With regard to the performance, the only design with a throughput relatively close to ours is the one in [8] . Similarly to our proposal, it uses pipelined PEs and has practically the same latency in clock cycles. However, its lower maximum frequency provides that our proposal presents about 35% less latency (seconds) and 50% more throughput than the design in [8] . The better critical path of our design is explained mainly by the simplicity of the CORDIC architecture. On the other hand, the circuits presented in [7] and [10] have a throughput that is one order of magnitude lower than ours, since their PEs are iterative.
With regard to the area, our design clearly requires several times less resources than the others, considering all kinds of resources.
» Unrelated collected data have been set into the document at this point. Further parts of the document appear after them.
PR #34, opened 2017-03-07
Windows build - Fix file read/write and windows includes

bendl:
Building with:
`mingw32-make CC=gcc`

This will successfully build both `gravity.exe` and `unittest.exe`.
I have tested gravity.exe with examples on https://marcobambini.github.io/gravity/syntax.html and it works OK. Linux build is unbroken (tested on Windows 10 bash).

This has uncovered a bug with the `unittest` project where there is a problem with `directory_read` and `FindNextFile` on win32 and is not finding files, but thats for another issue/PR.


marcobambini:
Very well done, thanks @bendl!

PR #39, opened 2017-03-07
Remove warnings

hallzy:
This should remove all the warnings that get produced from make.

All tests pass for me with this change.

I forgot to disable the part of my text editor that removes trailing whitespace, so there are a lot of those changes. If you would prefer to not have the whitespace removed in these commits, let me know and I will go back through and just make the actual changes (since the whitespace changes account for a lot of modifications)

The closest one is the circuit in [10] , which also uses a CORDIC-based architecture. Although it requires practically the same number of lookup tables (LUTs) and no multipliers, the number of registers is more than three times greater. This is mainly explained by the much greater number of PEs presented in the architecture and the use of carry-save arithmetic.
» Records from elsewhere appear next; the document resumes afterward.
PR #58, opened 2017-03-10
Visual Studio solution file and supporting stuff

cartman300:
It builds ``bin/GravityLang.dll`` with exported symbols which are defined in ``gravity_visualstudio/exports.def``

It builds with v141 (VS 17) and v140 (VS 2015) toolsets which i tried.


marcobambini:
Great work @cartman300 but it seems that current .gitignore file content is complete deleted and replaced by Windows only settings. Can you confirm?

cartman300:
It includes the original entries after this line

https://github.com/cartman300/gravity/blob/eea6ca64c6d51ab42056cc8651f2345e8162977b/.gitignore#L254

marcobambini:
Thanks a lot @cartman300 Visual Studio integration is a very important milestone.
Please don't forget to add your name to the official CONTRIBUTORS file.

PR #65, opened 2017-03-11
Fix indentation in syntax.html

hkdnet:
It seems there are some indentation errors at "Gravity: Syntax" > "Blocks and Scope"
see: https://marcobambini.github.io/gravity/syntax.html
1 tab is used in other code blocks.


marcobambini:
Thanks @hkdnet!

PR #77, opened 2017-03-14
Added C++ include support and created Makefile command to build a shared object.

brandon-ray:
Added ```extern "C" {``` to fix include issues with C++ builds. Also added ```make lib``` to build a shared object that can be linked with C++ programs.


marcobambini:
Well done @brandon-ray, thanks.

Issue #62, opened 2017-03-10
Module system suggestions


cartman300:
Besides some way to load other modules written in gravity, i would suggest implementing the functionality to load native libraries as modules too.

For example ``module "test"`` would load ``test.gravity`` but in case that does not exist it would try ``test.dll`` or ``test.so`` and load a global ``gravity_load`` function where you can register functions/classes using the native API.

nanalan:
```ruby
import "test" # module named test, see other gh issues
import "test.gravity"
import "test.so"
import "test.dll"
import "./test" # looks for test.gravity, then test.dll, then test.so?
```

cartman300:
Yes, except i would make the file extensions optional and only resolve native libraries after nothing written in gravity has been found. That way the language can be extended with system dependent functionality on different systems and the common gravity codebase wouldn't have to change.

nanalan:
@cartman300 yep, that's what I was getting at with `import "./test"`.

GreenJoey:
Will exposing native C API be really good?? Should Gravity allow external code to randomly poke at a running interpreter??? Nobody developing a new modern language seems to be doing it!!!! Swify doesn't does it nor does Go neither does PyPy!!! I will basically make breaking changes in the interpreter very hard!!! Also exposing GC is probably not good as the native extension writer may fail to comply with GC standards!! Please don't expose native API

Mijyuoon:
@GreenJoey So you're basically saying that native modules shouldn't be supported because some developers are retards or what?

cartman300:
Literally every language you posted as example supports native code interop in one way or another.

GreenJoey:
Go doesn't let you call C directly but via a built-in C FFI. PyPy also does allow C code but via **C FFI**. And you can't assume that every programmer is perfectly normal. I am suggesting developers not to support native modules but support calling C functions via FFI.

marcobambini:
I like the idea to add support for FFI (in addition to the existing C API). In this way users will be able to call c code specifying its prototype from within Gravity.

parro-it:
> import "test" # module named test. See issue #37
> import "test.gravity"
> import "test.so"
> import "test.dll"
> import "./test" # looks for test.gravity, then test.dll, then test.so?

@nanalan we should also need a file extension for json bytecode, I think gravity should load also pre-compilend, non-native modules.

nanalan:
> we should also need a file extension for json bytecode

[...]

PR #80, opened 2017-03-14
Added documentation for the import statement.

hallzy:
Also, removed that task from the TODO list

I stuck it into the syntax file, but perhaps you want it somewhere else? Maybe its own import.html file or something?

### DIFF
--- a/TODO.md
+++ b/TODO.md
@@ -7,6 +7,5 @@
 * Improve parser error handling
 
 **DOCUMENTATION AND EXAMPLES**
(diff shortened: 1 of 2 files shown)


marcobambini:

Taking all these results into account, we can conclude that the architecture proposed herein presents much better throughput, as well as much lower resource utilization, than previously proposed works. Moreover, this throughput could be doubled by using the pipelined version of DSP48 at the cost of a moderate latency increase.
V. CONCLUSION
This brief has presented a fixed-point systolic architecture to achieve high-throughput QR decomposition for small matrices. This is achieved by performing as many Givens rotations as possible in parallel in an unrolled architecture, as well as using a pipelined CORDIC circuit, which allows completely overlapping the angle computation and the rows rotation. Thus, this highly pipelined circuit performs an n × n matrix decomposition each 2n clock cycles. The FPGA implementation of this architecture for 4 × 4 matrices has been optimized for different word lengths by selecting the appropriate number of CORDIC iterations. Comparing with previous FPGA approaches, our proposal highly improves both performance and resources utilization.